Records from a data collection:

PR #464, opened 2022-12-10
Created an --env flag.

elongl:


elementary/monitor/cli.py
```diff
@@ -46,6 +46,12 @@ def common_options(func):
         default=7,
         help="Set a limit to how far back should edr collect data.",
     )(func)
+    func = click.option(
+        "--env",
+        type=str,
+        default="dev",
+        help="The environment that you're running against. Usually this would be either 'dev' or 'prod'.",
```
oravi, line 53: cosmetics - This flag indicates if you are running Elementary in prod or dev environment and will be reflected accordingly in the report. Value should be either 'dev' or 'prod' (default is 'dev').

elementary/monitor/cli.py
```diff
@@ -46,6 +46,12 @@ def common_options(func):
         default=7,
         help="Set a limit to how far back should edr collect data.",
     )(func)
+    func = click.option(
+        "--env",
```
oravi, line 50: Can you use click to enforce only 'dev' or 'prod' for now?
==
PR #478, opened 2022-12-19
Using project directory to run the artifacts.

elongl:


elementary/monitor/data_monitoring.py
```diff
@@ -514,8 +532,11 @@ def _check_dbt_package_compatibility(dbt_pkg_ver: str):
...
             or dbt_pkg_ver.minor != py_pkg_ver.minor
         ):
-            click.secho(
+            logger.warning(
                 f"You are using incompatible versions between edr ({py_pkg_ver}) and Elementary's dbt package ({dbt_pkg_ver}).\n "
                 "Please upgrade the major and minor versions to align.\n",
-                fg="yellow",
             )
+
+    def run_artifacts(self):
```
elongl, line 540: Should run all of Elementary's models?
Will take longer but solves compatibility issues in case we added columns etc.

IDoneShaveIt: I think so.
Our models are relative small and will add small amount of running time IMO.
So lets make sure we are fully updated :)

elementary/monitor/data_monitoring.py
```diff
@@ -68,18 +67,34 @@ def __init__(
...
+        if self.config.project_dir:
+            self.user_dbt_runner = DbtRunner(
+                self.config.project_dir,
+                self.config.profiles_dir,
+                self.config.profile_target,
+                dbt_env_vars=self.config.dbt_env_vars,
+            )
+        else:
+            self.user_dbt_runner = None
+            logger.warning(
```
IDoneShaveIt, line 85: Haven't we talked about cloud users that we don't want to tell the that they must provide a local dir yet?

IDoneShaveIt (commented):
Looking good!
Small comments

__PROBLEM TO SOLVE__: For each line above that contains the word "minor", make a copy.

__REPLY__:
             or dbt_pkg_ver.minor != py_pkg_ver.minor
                 "Please upgrade the major and minor versions to align.\n",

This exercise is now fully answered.